WHAT IS BEING ASKED
Collect the lines of the entries where "newBuilder" shows up.

Top of THE INPUT

PR #117, opened 2018-12-03
7_THS_displayEvents

pdtran3k6:


erwa:
Hey, it's difficult to see what the incremental changes in your PR are, since they include all the changes from previous (including unmerged) PRs.

Can you push all your branches to linkedin/TonY and update the base branch of each PR so that each PR only shows the incremental change?

Ref: https://blog.github.com/2016-08-15-change-the-base-branch-of-a-pull-request/

tony-core/src/main/java/com/linkedin/tony/TonyApplicationMaster.java
```diff
@@ -368,12 +380,34 @@ private boolean run(String[] args) {
...
+    eventQueue.add(finishEvent);
     // By this time jobDir should have been set
     HistoryFileUtils.createHistoryFile(fs,
-        TonyJobMetadata.newInstance(yarnConf, appIdString, started, completed, succeeded), jobDir);
+        TonyJobMetadata.newInstance(yarnConf, appIdString, started, completed, succeeded), jobDir, eventQueue,
+        writeRetryCnt);
     return succeeded;
   }
 
+  private Event constructEvent(String type) {
```
erwa: I think event construction should actually be done separately for each event, since each event may require custom parameters. E.g.: TASK_INITED would need the task id but APPLICATION_INITED does not.

MRAppMaster just directly does

```
Event event = new XEvent(...);
dispatcher.getEventHandler().handler(event);
```

pdtran3k6:
Ok, I confirmed that I have permission to push branches to linkedin/tony. I will clone and work on the linkedin/tony repo for the next PR. For now, I think you can check the changes of this PR specifically by picking the last commit.

tony-core/src/main/java/com/linkedin/tony/util/HistoryFileUtils.java
```diff
@@ -15,13 +21,45 @@
...
+      while (count > 0) {
+        try {
+          dataFileWriter.append(event);
+        } catch (IOException e) {
+          LOG.error("Failed to append event " + event.toString());
+          LOG.error("Retrying...");
+          count--;
+          continue;
+        }
+        count = numRetries;
```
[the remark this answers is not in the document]
pdtran3k6: Line 36 is for initialization. It's not a part of the loop. If an event takes more than 1 attempt to be written to file, the next event should have their number of attempts available reset to `numRetries` again. 
Also I think the naming could improve. `count` should be `attpsLeft`, and `numRetries` could be `maxRetry`. Something like this:
```
...
int attpsLeft = maxRetry;
    Event event;
    while (!eventQueue.isEmpty()) {
      event = eventQueue.poll();
      // Retry writing event until successful
      while (count > 0) {
        try {
          dataFileWriter.append(event);
        } catch (IOException e) {
          LOG.error("Failed to append event " + event.toString());
          LOG.error("Retrying...");
          attpsLeft--;
          continue;
        }
        attpsLeft = maxRetry;
        break;
      }
    }
...
```

tony-core/src/main/java/com/linkedin/tony/util/HistoryFileUtils.java
```diff
@@ -15,13 +21,45 @@
...
+        break;
+      }
+    }
+
+    // We have to close writer before closing OutputStream
+    try {
+      dataFileWriter.close();
+      if (out != null) {
+        out.close();
```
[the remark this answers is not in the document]
pdtran3k6: I think I tried that at some point with not a lot of success as IDEA was saying something along the line of `Can't use a reference within resources block`. It seems like that's not an issue now, 🤔 I'll try again and let you know.

tony-core/src/main/java/com/linkedin/tony/util/HistoryFileUtils.java
```diff
@@ -15,13 +21,45 @@
...
     } catch (IOException e) {
       LOG.error("Failed to create history file", e);
     }
+
+    int count = numRetries;
+    Event event;
+    while (eventQueue.peek() != null) {
+      event = eventQueue.poll();
+      // Retry writing event until successful
+      while (count > 0) {
```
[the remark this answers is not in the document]
pdtran3k6: Sure.

tony-core/src/main/java/com/linkedin/tony/util/HistoryFileUtils.java
```diff
@@ -15,13 +21,45 @@
...
-      fs.create(historyFile);
+      out = fs.create(historyFile);
+      dataFileWriter.create(Event.SCHEMA$, out);
     } catch (IOException e) {
       LOG.error("Failed to create history file", e);
     }
+
+    int count = numRetries;
+    Event event;
+    while (eventQueue.peek() != null) {
```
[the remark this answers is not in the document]
pdtran3k6: Yep, I could.

tony-core/src/main/java/com/linkedin/tony/util/HistoryFileUtils.java
```diff
@@ -15,13 +21,45 @@
...
+      event = eventQueue.poll();
+      // Retry writing event until successful
+      while (count > 0) {
+        try {
+          dataFileWriter.append(event);
+        } catch (IOException e) {
+          LOG.error("Failed to append event " + event.toString());
+          LOG.error("Retrying...");
+          count--;
```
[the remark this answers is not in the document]
pdtran3k6: Erik said HDFS FileSystem does have built-in retries indeed, but I think this retry here is specifically to handle failure when appending events, not for writing to outstream.

tony-core/src/main/java/com/linkedin/tony/util/HistoryFileUtils.java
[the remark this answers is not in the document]
pdtran3k6: All the changes that are related to writing events are pushed to https://github.com/linkedin/TonY/pull/107.

tony-core/src/main/java/com/linkedin/tony/util/HistoryFileUtils.java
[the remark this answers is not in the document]
pdtran3k6: https://github.com/linkedin/TonY/pull/117#discussion_r238847850.

tony-core/src/main/java/com/linkedin/tony/util/HistoryFileUtils.java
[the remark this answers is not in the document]
pdtran3k6: https://github.com/linkedin/TonY/pull/117#discussion_r238847850.

tony-core/src/main/resources/tony-default.xml
```diff
@@ -284,4 +285,12 @@
     <name>tony.init.module</name>
     <value>Startup</value>
   </property>
+
+  <property>
+    <description>
+      Number of times the AM tries to write the event to the history file.
+    </description>
+    <name>tony.history.write.retry-count</name>
```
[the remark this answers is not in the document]
pdtran3k6: or even `tony.history.maxAppends`. And of course, I'll update the description as well.

tony-core/src/main/java/com/linkedin/tony/util/HistoryFileUtils.java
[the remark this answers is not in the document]
pdtran3k6: https://github.com/linkedin/TonY/pull/117#discussion_r238847850.

tony-core/src/main/java/com/linkedin/tony/util/HistoryFileUtils.java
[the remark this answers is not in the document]
erwa: Got it, didn't notice the nested while loops before.

tony-core/src/main/java/com/linkedin/tony/TonyApplicationMaster.java
```diff
@@ -93,7 +99,9 @@
   private String amHostPort;
   private static FileSystem fs;
   private static String tonyHistoryFolder;
+  private static int writeRetryCnt;
   private static Path jobDir;
+  private Queue<Event> eventQueue = new LinkedList<>();
```
edwinalu: As Anthony mentioned earlier, this should be a BlockingQueue, and a separate thread can write the events to the history file while the application is running. Since the events are written concurrently, it won't take so much time at the end to write the history file if there are a lot of events. Also, in case of failure, there would be some information in the log, which will be useful for debugging the failure.

The history writing logic can be put in a separate class (HistoryWriter, EventLogger), and the queue could be moved there. It would be started and stopped by the ApplicationMaster, and have methods for enqueuing events.

tony-core/src/main/java/com/linkedin/tony/util/HistoryFileUtils.java
```diff
@@ -15,13 +21,45 @@
 public class HistoryFileUtils {
   private static final Log LOG = LogFactory.getLog(HistoryFileUtils.class);
 
-  public static void createHistoryFile(FileSystem fs, TonyJobMetadata metadata, Path jobDir) {
+  public static void createHistoryFile(FileSystem fs, TonyJobMetadata metadata, Path jobDir, Queue<Event> eventQueue, int numRetries) {
```
edwinalu: Instead of static utils, this could be a HistoryWriter class. Please add comments for the class and methods.

tony-history-server/app/controllers/JobEventPageController.java
```diff
@@ -0,0 +1,60 @@
...
+import play.Logger.ALogger;
+import play.mvc.Controller;
+import play.mvc.Result;
+import utils.HdfsUtils;
+
+import static utils.HdfsUtils.*;
+import static utils.ParserUtils.*;
+
+
+public class JobEventPageController extends Controller {
```
edwinalu: Please add comments for the class and methods.

tony-core/src/main/avro/Metric.avsc
```diff
@@ -0,0 +1,9 @@
+{
+  "namespace": "com.linkedin.tony.events",
+  "type": "record",
+  "name": "Metric",
+  "fields": [
```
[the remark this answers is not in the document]
erwa: ApplicationFinished (see above) does store an array of Metric.

tony-history-server/app/controllers/JobEventPageController.java
```diff
@@ -0,0 +1,60 @@
...
+  private static final ALogger LOG = Logger.of(JobEventPageController.class);
```
erwa: ALogger is a funny class name. I wonder why Play named it that as opposed to just Logger.

tony-history-server/app/cache/CacheWrapper.java
```diff
@@ -24,9 +25,18 @@
...
+   * - key: job ID (application_[0-9]+_[0-9]+)
+   * - value: List of JobEvent objects. Each JobEvent object
+   * represents an Event in job's jhist
+   */
+  private static Cache<String, List<JobEvent>> eventCache;
+
   public CacheWrapper() {
     metadataCache = CacheBuilder.newBuilder().build();
     configCache = CacheBuilder.newBuilder().build();
+    eventCache = CacheBuilder.newBuilder().build();
```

Bottom of THE INPUT

OUTPUT OF THE EXERCISE
     metadataCache = CacheBuilder.newBuilder().build();
     configCache = CacheBuilder.newBuilder().build();
+    eventCache = CacheBuilder.newBuilder().build();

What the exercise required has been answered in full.